◆ **Task description**
Select the lines below containing the word "from".

[Saved entries]
PR #367, opened 2019-06-19
Add AuthManager to FileMetadata module

gshaw1997:
This PR adds an `AuthorizationManager` to the `FileMetadata` module to encapsulate a set of reusable functions used to authorize requests within this module

### DIFF
--- a/src/FileMetadata/AuthorizationManager.ts
+++ b/src/FileMetadata/AuthorizationManager.ts
@@ -4,13 +4,7 @@
 
 import { ResourceError, ResourceErrorReason } from '../shared/errors';
 import { Requester } from './typings';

◆ **Output for this exercise**
 import { ResourceError, ResourceErrorReason } from '../shared/errors';
 import { Requester } from './typings';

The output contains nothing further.